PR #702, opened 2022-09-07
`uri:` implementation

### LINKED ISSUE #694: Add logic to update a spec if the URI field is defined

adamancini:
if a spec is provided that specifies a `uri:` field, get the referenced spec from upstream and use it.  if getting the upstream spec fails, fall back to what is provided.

Your goal:
Find out how many lines in the entries above hold "spec", then reply with that figure and nothing else.

Response area:
2